■ Exercise directions: Please quote exactly the lines below from the line containing "PR #82, opened 2021-07-19" to the line containing "4.0, d + 4.0)", both lines included, and nothing else.

■ Entries supplied:

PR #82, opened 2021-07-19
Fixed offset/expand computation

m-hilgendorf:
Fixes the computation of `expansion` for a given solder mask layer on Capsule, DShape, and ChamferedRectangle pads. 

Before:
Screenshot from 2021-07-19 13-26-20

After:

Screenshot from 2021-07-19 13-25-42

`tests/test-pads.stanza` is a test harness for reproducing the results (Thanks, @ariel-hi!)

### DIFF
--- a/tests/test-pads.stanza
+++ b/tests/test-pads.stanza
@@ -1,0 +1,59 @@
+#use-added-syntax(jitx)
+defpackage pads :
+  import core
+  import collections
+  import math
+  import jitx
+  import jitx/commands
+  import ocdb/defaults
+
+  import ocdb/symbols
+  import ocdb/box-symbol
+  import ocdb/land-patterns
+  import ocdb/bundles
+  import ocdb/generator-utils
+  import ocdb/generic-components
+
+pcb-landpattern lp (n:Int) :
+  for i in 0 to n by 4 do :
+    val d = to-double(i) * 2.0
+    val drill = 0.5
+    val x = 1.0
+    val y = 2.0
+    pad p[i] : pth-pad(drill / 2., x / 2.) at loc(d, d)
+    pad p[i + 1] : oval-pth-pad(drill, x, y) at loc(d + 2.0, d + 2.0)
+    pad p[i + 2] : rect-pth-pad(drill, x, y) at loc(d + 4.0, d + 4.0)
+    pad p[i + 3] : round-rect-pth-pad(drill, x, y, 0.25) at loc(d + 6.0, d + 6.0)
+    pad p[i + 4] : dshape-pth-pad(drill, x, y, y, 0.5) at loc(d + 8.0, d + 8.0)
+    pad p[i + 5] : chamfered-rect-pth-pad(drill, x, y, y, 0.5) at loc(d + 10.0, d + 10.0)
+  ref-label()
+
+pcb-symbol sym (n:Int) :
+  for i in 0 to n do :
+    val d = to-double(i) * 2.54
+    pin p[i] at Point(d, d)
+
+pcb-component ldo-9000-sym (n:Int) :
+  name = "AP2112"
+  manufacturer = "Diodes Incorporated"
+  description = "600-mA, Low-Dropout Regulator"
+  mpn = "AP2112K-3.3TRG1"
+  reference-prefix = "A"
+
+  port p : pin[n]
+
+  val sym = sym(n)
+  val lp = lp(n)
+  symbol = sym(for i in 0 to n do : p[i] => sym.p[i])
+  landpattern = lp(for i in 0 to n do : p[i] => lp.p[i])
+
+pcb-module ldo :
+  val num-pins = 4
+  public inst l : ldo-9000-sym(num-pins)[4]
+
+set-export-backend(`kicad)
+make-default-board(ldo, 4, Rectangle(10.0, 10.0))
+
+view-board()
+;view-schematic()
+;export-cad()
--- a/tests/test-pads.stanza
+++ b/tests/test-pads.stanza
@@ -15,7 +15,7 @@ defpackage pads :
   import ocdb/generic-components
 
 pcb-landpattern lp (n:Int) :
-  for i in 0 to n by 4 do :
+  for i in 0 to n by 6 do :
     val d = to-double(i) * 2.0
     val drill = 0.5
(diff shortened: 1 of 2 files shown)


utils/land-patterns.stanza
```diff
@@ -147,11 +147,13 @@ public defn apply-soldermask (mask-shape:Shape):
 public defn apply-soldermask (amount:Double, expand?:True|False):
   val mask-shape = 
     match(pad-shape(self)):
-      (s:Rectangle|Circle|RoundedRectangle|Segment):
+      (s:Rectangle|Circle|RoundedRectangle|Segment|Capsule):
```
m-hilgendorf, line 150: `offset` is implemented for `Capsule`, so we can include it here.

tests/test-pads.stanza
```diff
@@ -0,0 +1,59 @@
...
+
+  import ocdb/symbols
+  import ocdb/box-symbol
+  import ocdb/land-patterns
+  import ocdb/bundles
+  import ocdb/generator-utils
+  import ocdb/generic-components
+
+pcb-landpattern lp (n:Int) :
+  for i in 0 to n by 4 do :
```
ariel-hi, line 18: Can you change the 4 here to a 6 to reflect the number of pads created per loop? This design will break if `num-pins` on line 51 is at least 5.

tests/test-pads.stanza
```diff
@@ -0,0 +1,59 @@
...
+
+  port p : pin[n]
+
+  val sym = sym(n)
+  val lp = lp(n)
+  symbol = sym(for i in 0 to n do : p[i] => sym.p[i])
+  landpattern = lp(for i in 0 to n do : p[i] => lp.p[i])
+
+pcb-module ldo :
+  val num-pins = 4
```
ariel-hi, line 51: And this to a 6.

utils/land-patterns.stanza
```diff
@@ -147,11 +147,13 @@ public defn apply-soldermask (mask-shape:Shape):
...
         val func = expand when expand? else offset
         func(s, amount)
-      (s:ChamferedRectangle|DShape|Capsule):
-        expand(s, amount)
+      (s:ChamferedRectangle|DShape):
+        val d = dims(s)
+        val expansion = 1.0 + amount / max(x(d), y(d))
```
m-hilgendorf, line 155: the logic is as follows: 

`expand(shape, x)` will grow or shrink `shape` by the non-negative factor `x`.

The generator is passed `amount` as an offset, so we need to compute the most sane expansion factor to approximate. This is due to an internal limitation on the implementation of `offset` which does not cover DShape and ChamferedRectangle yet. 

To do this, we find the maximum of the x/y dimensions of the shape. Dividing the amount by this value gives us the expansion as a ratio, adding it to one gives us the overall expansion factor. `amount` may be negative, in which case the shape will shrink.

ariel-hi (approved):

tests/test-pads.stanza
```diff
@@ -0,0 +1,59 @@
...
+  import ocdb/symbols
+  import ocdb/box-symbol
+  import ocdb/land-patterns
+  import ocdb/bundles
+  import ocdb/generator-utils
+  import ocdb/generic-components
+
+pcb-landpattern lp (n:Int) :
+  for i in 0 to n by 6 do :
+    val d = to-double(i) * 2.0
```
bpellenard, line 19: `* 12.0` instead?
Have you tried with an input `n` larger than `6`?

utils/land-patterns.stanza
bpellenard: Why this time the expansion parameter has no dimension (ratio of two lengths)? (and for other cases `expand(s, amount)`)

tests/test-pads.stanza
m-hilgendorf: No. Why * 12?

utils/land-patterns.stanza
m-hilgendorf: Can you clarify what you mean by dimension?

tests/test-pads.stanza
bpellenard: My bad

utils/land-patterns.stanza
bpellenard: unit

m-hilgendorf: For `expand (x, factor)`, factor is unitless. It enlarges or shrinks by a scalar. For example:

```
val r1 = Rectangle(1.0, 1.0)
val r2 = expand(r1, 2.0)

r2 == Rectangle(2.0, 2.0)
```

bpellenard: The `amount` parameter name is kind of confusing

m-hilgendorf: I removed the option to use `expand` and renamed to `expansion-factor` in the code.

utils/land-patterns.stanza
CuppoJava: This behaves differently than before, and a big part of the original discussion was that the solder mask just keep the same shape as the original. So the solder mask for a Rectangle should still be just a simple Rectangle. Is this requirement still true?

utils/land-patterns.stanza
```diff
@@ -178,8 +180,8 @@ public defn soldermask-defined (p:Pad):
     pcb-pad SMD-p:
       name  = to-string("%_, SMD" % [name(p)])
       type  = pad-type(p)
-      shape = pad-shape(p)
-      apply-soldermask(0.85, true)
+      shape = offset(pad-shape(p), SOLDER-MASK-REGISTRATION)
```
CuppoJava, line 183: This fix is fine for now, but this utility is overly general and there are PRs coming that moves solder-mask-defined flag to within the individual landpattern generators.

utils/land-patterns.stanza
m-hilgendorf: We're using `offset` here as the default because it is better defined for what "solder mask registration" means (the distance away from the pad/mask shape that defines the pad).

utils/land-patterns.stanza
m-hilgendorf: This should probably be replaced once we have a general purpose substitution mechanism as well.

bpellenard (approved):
...
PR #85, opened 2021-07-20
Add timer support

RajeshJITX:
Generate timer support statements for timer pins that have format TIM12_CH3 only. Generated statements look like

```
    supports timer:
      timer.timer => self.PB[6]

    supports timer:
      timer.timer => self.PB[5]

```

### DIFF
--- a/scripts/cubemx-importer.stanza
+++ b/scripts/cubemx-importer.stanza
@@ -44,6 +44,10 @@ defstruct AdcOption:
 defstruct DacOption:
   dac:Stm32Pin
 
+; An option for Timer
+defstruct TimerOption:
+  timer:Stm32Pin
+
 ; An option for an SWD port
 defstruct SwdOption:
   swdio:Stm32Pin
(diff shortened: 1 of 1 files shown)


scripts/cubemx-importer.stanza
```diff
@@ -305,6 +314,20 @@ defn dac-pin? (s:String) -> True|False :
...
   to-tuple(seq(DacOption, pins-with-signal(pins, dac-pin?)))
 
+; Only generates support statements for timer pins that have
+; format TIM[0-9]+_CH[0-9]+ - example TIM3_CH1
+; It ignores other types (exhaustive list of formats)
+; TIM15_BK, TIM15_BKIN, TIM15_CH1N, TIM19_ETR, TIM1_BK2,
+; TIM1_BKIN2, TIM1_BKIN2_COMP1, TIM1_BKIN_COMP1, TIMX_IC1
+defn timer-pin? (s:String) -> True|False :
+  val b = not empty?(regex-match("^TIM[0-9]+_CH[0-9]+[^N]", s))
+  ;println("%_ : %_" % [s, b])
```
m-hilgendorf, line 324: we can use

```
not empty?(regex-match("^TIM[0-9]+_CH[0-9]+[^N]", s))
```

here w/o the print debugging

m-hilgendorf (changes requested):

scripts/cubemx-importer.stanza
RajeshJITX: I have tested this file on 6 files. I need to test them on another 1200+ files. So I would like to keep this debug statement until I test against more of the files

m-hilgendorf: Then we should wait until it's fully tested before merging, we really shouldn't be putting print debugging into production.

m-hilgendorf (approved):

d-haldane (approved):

■ Answer area:
PR #82, opened 2021-07-19
Fixed offset/expand computation

m-hilgendorf:
Fixes the computation of `expansion` for a given solder mask layer on Capsule, DShape, and ChamferedRectangle pads. 

Before:
Screenshot from 2021-07-19 13-26-20

After:

Screenshot from 2021-07-19 13-25-42

`tests/test-pads.stanza` is a test harness for reproducing the results (Thanks, @ariel-hi!)

### DIFF
--- a/tests/test-pads.stanza
+++ b/tests/test-pads.stanza
@@ -1,0 +1,59 @@
+#use-added-syntax(jitx)
+defpackage pads :
+  import core
+  import collections
+  import math
+  import jitx
+  import jitx/commands
+  import ocdb/defaults
+
+  import ocdb/symbols
+  import ocdb/box-symbol
+  import ocdb/land-patterns
+  import ocdb/bundles
+  import ocdb/generator-utils
+  import ocdb/generic-components
+
+pcb-landpattern lp (n:Int) :
+  for i in 0 to n by 4 do :
+    val d = to-double(i) * 2.0
+    val drill = 0.5
+    val x = 1.0
+    val y = 2.0
+    pad p[i] : pth-pad(drill / 2., x / 2.) at loc(d, d)
+    pad p[i + 1] : oval-pth-pad(drill, x, y) at loc(d + 2.0, d + 2.0)
+    pad p[i + 2] : rect-pth-pad(drill, x, y) at loc(d + 4.0, d + 4.0)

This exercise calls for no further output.